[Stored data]
━━━━━━━━━━━━━━━━
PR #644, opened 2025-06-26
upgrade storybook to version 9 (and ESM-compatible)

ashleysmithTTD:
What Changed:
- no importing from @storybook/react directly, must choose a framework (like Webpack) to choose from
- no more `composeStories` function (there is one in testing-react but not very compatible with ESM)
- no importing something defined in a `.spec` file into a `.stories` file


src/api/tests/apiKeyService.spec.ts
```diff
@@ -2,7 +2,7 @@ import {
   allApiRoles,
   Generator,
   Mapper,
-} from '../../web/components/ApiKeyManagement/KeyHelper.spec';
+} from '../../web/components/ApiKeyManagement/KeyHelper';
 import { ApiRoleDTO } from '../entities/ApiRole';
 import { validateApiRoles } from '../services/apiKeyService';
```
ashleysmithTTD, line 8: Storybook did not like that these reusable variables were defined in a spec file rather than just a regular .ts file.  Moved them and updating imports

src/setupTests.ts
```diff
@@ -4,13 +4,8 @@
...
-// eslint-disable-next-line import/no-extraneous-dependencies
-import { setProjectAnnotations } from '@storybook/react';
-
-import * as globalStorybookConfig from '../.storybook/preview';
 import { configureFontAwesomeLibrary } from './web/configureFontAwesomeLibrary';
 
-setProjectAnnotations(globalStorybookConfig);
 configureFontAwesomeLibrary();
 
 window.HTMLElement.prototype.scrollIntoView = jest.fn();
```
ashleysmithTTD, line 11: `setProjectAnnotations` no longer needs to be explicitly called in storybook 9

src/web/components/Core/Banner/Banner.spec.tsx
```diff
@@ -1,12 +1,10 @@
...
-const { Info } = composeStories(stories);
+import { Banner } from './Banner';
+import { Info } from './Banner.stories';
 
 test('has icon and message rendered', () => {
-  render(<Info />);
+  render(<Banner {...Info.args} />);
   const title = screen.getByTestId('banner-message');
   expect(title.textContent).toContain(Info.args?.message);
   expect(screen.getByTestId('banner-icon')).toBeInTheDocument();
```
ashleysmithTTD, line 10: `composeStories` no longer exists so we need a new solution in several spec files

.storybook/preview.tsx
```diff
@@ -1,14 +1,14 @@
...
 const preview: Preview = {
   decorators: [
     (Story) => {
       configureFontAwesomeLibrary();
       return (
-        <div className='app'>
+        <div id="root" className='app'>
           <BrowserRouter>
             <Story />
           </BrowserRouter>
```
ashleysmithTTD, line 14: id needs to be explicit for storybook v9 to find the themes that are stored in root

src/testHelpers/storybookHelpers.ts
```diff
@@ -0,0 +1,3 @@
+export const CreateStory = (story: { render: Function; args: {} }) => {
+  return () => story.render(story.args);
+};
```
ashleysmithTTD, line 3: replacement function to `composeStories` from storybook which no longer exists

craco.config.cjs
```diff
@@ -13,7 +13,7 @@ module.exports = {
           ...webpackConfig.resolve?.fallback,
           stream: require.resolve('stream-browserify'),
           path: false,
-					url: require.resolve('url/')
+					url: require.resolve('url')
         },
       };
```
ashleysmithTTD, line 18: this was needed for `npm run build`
━━━━━━━━━━━━━━━━
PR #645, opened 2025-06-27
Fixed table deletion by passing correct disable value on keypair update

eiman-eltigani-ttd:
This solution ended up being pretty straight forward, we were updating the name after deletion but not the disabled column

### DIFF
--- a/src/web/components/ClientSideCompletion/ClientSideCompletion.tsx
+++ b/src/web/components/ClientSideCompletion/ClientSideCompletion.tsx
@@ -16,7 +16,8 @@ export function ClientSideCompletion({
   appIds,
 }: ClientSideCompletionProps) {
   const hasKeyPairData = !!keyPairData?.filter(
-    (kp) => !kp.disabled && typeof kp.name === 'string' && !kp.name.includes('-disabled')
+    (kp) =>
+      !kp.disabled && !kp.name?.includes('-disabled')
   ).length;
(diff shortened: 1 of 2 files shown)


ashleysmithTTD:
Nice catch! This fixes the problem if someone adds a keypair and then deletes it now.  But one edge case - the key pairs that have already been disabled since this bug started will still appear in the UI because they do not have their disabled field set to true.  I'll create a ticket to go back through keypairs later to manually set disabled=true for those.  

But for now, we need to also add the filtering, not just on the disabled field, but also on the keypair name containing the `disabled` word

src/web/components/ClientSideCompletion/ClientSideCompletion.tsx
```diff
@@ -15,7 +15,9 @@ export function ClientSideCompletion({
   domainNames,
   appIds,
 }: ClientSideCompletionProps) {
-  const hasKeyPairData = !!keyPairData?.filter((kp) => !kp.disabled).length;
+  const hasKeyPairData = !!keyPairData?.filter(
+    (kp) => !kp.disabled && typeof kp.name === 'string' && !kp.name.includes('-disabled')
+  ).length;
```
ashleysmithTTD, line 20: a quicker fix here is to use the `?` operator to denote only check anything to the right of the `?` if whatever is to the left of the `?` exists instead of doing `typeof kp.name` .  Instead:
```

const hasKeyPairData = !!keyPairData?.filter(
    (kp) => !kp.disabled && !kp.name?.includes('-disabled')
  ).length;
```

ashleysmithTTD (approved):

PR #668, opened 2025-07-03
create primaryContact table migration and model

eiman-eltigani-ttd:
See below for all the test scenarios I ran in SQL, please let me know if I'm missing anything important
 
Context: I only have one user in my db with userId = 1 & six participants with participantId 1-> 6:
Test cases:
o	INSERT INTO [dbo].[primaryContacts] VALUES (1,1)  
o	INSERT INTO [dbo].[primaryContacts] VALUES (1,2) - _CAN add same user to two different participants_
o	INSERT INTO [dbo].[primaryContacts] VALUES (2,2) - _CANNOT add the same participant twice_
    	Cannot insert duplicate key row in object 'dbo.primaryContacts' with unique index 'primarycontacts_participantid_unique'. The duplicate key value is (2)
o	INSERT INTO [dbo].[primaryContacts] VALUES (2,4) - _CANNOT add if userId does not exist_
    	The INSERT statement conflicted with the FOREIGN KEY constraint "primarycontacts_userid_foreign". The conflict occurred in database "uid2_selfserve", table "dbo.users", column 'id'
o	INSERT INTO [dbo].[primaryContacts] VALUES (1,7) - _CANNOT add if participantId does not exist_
━━━━━━━━━━━━━━━━
Your task is to copy every line in the entries that holds the string "table".

Fixed table deletion by passing correct disable value on keypair update
create primaryContact table migration and model
    	The INSERT statement conflicted with the FOREIGN KEY constraint "primarycontacts_userid_foreign". The conflict occurred in database "uid2_selfserve", table "dbo.users", column 'id'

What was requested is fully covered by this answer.